Quand nous présentâmes nos passeports à la réception, on nous mena au penthouse. Fidèle à son statut de chambre la plus chère d'un hôtel de premier ordre, il avait une structure en duplex et un décor somptueux.
Taek-gyu se changea immédiatement, troquant son costume contre un survêtement gris, puis s'effondra.
« Ah, maintenant je respire. »
Je m'assis sur le canapé, desserrant ma cravate et mes boutons, totalement vidé.
Juste au moment où j'allais me reposer, un appel vint de la réception.
[ Vous avez un visiteur. ]
« …… »
Qui pouvait bien me rendre visite jusqu'ici en Amérique ? Très peu de gens savent que je loge ici.
« Qui est-ce ? »
[ Ils ont dit que vous sauriez si on mentionnait L6. ]
« L6…… »
Je décidai de le faire monter et raccrochai.
Taek-gyu demanda : « C'est qui ? »
« Ils ont dit L6. »
« C'est au téléphone ? »
Qui pouvait-ce être ?
Un instant plus tard, la sonnette retentit. Quand j'ouvris la porte, un homme se tenait là. C'était un Coréen soigné dans la quarantaine, portant des lunettes à monture dorée.
Je fus saisi en le voyant.
« …… »
Qu'est-ce que ce type fait ici ?
Taek-gyu, passant la tête, fut surpris.
« Oh, c'est le gars qui a fait le L6 ! »
L'homme nous salua.
« Enchanté. Je m'appelle Im Jin-yong. »
***
Nous nous assîmes face à face sur le canapé du salon.
Donc le vice-président Im Jin-yong a aussi assisté à la cérémonie d'investiture. Bon, une boîte comme Seosung Group aurait forcément été invitée. Est-il venu dans la délégation du Premier ministre Hwang Kyu-sang ?
Taek-gyu fixait son visage intensément.
Le vice-président Im demanda : « J'ai quelque chose sur le visage ? »
« Non, c'est juste que c'est dingue de voir en vrai quelqu'un qu'on ne voit d'habitude qu'à la télé. »
D'une certaine façon, ce n'est pas exagéré de dire que c'est la personne la plus connue qu'on ait rencontrée jusqu'ici.
Même si Chase Southwell est un investisseur légendaire en Asie, le grand public ne le connaît guère, et James C. Goldman, fidèle à son image d'investisseur reclus, n'est même pas reconnu. Ronald n'était qu'un candidat quand je l'ai rencontré la première fois.
En revanche, il n'y a probablement personne en Corée du Sud qui ne connaisse le nom d'Im Jin-yong.

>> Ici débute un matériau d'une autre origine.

PR #804, opened 2017-11-28
Fix memory issue with full message_buffer

PaulCalabrese:
When the message_buffer's write index was advanced to the end of the buffer, the get_buffer_sequence_for_boost_async_read() function would return invalid pointers. An assert was added to that function to detect this, but the real problem was fixed in advance_write_ptr() to always assure that the write_ptr is pointing to allocated memory.

### DIFF
--- a/plugins/net_plugin/include/eos/net_plugin/message_buffer.hpp
+++ b/plugins/net_plugin/include/eos/net_plugin/message_buffer.hpp
@@ -35,6 +35,13 @@ namespace eosio {
 
     message_buffer() : buffers{pool().malloc()}, read_ind{0,0}, write_ind{0,0} { }
 
+    ~message_buffer() {
+      while (buffers.size() > 0) {
+        pool().destroy(buffers.back());
+        buffers.pop_back();
+      }
+    }
+
     /*
      *  Returns the current read index referencing the byte in the buffer
      *  that is next to be read.
@@ -84,6 +91,19 @@ namespace eosio {
     }
 
     /*
+     *  Resets the message buffer to the initial state. Any unread data is
+     *  discarded.
+     */
+    void reset() {
+      read_ind = { 0, 0 };
+      write_ind = { 0, 0 };
+      while (buffers.size() > 1) {
+        pool().destroy(buffers.back());
+        buffers.pop_back();
+      }
+    }
+
+    /*
      *  Returns the current number of bytes remaining to be read.
      *  Logically, this is the different between where the read and write pointers are.
      */
@@ -119,12 +139,7 @@ namespace eosio {
     void advance_read_ptr(uint32_t bytes) {
       advance_index(read_ind, bytes);
       if (read_ind == write_ind) {
-        read_ind = { 0, 0 };
-        write_ind = { 0, 0 };
-        while (buffers.size() > 1) {
-          pool().destroy(buffers.back());
-          buffers.pop_back();
-        }
+        reset();
       } else if (read_ind.first > 0) {
         while (read_ind.first > 0) {
           pool().destroy(buffers.front());
--- a/plugins/net_plugin/include/eos/net_plugin/message_buffer.hpp
+++ b/plugins/net_plugin/include/eos/net_plugin/message_buffer.hpp
@@ -141,6 +141,9 @@ namespace eosio {
      */
     void advance_write_ptr(uint32_t bytes) {
       advance_index(write_ind, bytes);
+      while (write_ind.first >= buffers.size()) {
+        buffers.push_back(pool().malloc());
+      }
     }
 
     /*
@@ -151,6 +154,7 @@ namespace eosio {
      */
     std::vector<boost::asio::mutable_buffer> get_buffer_sequence_for_boost_async_read() {
       std::vector<boost::asio::mutable_buffer> seq;
+      FC_ASSERT(write_ind.first < buffers.size());
       seq.push_back(boost::asio::buffer(&buffers[write_ind.first]->at(write_ind.second),
                                                 buffer_len - write_ind.second));
       for (std::size_t i = write_ind.first + 1; i < buffers.size(); i++) {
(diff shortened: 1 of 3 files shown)


plugins/net_plugin/include/eos/net_plugin/message_buffer.hpp
```diff
@@ -141,6 +141,9 @@ namespace eosio {
      */
     void advance_write_ptr(uint32_t bytes) {
       advance_index(write_ind, bytes);
+      while (write_ind.first >= buffers.size()) {
+        buffers.push_back(pool().malloc());
```
wanderingbort: This seems "too late".

Our usage pattern is to pass the boost buffers to `async_read_some` and then in the resulting handler, call `advance_write_ptr` to account for the data that was written in the async call.  

By this time, the data that would have been written has already over flowed any buffer it thought it had.

wanderingbort: I agree as an API this makes sense to advance, then write.  So this change is good outright but not exercised in our code base

plugins/net_plugin/include/eos/net_plugin/message_buffer.hpp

Honnêtement, je suis un peu ébahi moi aussi. Qui aurait cru que je rencontrerais le vice-président de Seosung Electronics de mon vivant ?

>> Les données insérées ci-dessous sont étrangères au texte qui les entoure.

Issue #802, opened 2017-11-28
DAWN-213 ⁃ add more information to net log messages


pmesnier:
Enhance elog messages and exception reports.

heifner:
Note FC_CAPTURE_AND_LOG macro can be very useful for this.

andriantolie:
@pmesnier is this issue still relevant?

pmesnier:
no

PR #805, opened 2017-11-28
error message enhancements.

pmesnier:
added connection identifier and block id prefix as appropriate to error messages. #802 
also commented out the 0-delay connect retry code.

### DIFF
--- a/plugins/net_plugin/net_plugin.cpp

« C'est ça ? Je ne passe pas souvent à la télé, moi. »
Taek-gyu agita la main.
« Oh, allez ! Vous avez fait les gros titres pour des trucs comme l'évasion du service militaire et la succession irrégulière. Vous avez même divorcé l'an dernier. »
« …… »
J'étais tellement gêné que je ne pouvais pas lever la tête.

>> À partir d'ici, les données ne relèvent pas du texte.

PR #814, opened 2017-11-29
STAT-214: Add plugin for generating test transactions inside of eosd

spoonincode:
txn_test_gen_plugin is a plugin that can generate test transactions at a configurable rate in transactions/sec. Since the transactions are generated internal to eosd, there is very little overhead compared to generating the transactions via eosc or other RPC mechanisms. This current implementation is a little rough; only having a rather coarse adjustment for transactions/sec and limiting it to a maximum of 400.


programs/eosd/main.cpp
```diff
@@ -36,6 +37,8 @@ int main(int argc, char** argv)
       app().register_plugin<producer_plugin>();
       app().register_plugin<account_history_api_plugin>();
       app().register_plugin<db_plugin>();
+      app().register_plugin<wallet_api_plugin>();
```
heifner: This line is a duplicate.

Je le poussai du coude et chuchotai : « Tu devrais pas dire ça en face de lui. »
Taek-gyu haussa les épaules.
« Pourquoi pas ? C'est la vérité. »
« …… »
Parce que c'est la vérité, ça ne veut pas dire qu'il faut le dire, comme dire « chauve » devant un chauve.
Grâce à lui, je suppose que maintenir de bonnes relations avec Seosung Group, c'est mort maintenant.
Si c'avait été quelqu'un d'autre, il serait parti en claquant la porte ou aurait rougi de honte.
Mais le vice-président Im Jin-yong éclata de rire.
« Haha ! C'est vraiment la première fois que j'entends de tels mots en face. »
« Je m'excuse au nom de tous les deux. »
À mes mots, le vice-président Im agita la main.
« C'est bon. J'ai vu pire dans les commentaires en ligne. »
Il ne semblait vraiment pas trop affecté. Au fait, le vice-président de Seosung Electronics lit aussi les commentaires en ligne, apparemment.
« Maintenant que je vois, vous êtes plutôt magnanime. »
S'il est magnanime, il l'est ; s'il est petit, il l'est. C'est quoi, comme langue, « magnanime » ?
Taek-gyu posa une main sur mon épaule et dit :
« Et ne t'inquiète pas trop pour les commentaires négatifs. C'est rien comparé à ce que ce gars-là se prend. »
« …… »
Du coup, ces temps-ci, je ne regarde plus les commentaires du tout.